== About this exercise ==
Across the records, count every line that includes "stRandom" and give the number by itself.

————

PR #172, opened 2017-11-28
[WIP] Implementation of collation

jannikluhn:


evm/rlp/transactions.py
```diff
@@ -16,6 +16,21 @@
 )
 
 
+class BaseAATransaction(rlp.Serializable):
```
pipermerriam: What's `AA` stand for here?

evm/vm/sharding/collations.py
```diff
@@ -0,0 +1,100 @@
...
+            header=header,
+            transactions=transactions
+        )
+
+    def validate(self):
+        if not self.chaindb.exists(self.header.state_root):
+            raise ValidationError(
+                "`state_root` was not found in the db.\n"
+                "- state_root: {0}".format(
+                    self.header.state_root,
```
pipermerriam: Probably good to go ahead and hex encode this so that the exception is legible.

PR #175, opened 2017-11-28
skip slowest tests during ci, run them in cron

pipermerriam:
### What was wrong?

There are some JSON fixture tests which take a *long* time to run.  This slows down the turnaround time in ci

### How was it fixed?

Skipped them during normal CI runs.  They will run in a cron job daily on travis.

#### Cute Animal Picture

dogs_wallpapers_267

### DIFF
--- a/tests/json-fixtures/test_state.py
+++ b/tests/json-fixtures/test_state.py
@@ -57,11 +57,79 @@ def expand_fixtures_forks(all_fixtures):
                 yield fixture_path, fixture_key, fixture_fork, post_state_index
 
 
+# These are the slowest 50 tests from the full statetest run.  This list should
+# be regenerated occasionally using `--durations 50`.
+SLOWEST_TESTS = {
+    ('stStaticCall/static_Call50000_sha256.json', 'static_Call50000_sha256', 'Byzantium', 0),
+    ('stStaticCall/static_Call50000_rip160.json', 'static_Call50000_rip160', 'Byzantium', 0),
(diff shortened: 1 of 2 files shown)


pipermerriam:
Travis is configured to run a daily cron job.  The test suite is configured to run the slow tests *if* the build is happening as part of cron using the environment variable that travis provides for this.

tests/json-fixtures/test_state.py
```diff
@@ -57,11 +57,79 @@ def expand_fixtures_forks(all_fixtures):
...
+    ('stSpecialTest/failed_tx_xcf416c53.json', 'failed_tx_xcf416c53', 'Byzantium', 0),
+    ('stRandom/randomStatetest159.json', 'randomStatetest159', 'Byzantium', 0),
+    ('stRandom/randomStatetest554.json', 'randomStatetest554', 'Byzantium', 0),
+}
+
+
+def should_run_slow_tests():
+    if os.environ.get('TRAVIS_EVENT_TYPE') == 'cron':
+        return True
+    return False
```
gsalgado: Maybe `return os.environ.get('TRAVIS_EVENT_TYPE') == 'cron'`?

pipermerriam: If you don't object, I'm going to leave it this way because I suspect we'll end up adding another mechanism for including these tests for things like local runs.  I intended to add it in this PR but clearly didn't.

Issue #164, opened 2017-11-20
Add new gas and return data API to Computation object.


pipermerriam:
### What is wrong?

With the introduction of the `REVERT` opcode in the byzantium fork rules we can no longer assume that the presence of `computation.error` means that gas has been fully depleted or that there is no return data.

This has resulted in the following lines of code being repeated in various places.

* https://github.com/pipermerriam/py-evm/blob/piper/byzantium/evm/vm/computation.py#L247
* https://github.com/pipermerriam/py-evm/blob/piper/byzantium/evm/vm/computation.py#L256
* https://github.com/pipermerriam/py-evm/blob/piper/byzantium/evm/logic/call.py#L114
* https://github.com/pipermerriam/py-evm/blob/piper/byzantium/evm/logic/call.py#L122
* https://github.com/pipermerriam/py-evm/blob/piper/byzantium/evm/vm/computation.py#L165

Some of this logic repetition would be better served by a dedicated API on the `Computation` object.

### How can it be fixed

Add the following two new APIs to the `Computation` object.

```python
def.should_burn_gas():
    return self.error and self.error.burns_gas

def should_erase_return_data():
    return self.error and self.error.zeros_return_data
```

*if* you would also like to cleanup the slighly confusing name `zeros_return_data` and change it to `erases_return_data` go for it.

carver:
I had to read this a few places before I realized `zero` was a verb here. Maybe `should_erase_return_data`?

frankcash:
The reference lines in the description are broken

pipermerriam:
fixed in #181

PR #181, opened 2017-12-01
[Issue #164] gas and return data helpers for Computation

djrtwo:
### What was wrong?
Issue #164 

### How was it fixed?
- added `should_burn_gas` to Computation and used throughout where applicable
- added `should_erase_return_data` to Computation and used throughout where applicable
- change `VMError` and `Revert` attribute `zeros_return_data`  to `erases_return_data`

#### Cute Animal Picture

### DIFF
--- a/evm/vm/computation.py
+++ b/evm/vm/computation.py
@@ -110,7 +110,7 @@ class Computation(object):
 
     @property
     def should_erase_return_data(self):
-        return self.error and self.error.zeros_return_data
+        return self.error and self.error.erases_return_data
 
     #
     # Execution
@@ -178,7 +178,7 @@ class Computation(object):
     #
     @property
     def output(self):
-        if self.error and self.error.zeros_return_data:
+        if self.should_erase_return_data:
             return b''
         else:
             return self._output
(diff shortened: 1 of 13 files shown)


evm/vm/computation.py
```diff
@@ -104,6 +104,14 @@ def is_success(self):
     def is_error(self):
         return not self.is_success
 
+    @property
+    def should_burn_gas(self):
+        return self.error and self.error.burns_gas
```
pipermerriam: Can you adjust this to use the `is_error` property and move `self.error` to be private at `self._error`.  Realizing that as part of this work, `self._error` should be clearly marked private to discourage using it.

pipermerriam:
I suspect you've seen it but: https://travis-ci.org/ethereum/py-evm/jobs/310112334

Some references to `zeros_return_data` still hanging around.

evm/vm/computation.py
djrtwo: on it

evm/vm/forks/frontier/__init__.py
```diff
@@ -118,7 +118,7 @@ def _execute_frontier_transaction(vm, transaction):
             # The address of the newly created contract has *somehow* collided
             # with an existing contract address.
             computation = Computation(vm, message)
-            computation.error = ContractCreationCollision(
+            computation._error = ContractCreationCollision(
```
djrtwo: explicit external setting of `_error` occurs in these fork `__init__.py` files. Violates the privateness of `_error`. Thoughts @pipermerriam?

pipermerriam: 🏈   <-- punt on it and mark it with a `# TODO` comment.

————

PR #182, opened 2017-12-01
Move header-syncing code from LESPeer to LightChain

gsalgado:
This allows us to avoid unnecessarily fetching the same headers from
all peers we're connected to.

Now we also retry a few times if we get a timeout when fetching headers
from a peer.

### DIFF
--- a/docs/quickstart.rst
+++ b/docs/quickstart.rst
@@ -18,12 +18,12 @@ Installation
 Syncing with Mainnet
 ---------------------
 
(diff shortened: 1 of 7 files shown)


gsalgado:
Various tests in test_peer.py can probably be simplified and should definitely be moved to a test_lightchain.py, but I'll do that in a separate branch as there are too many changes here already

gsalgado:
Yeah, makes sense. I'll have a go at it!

————

== Result of the exercise ==
2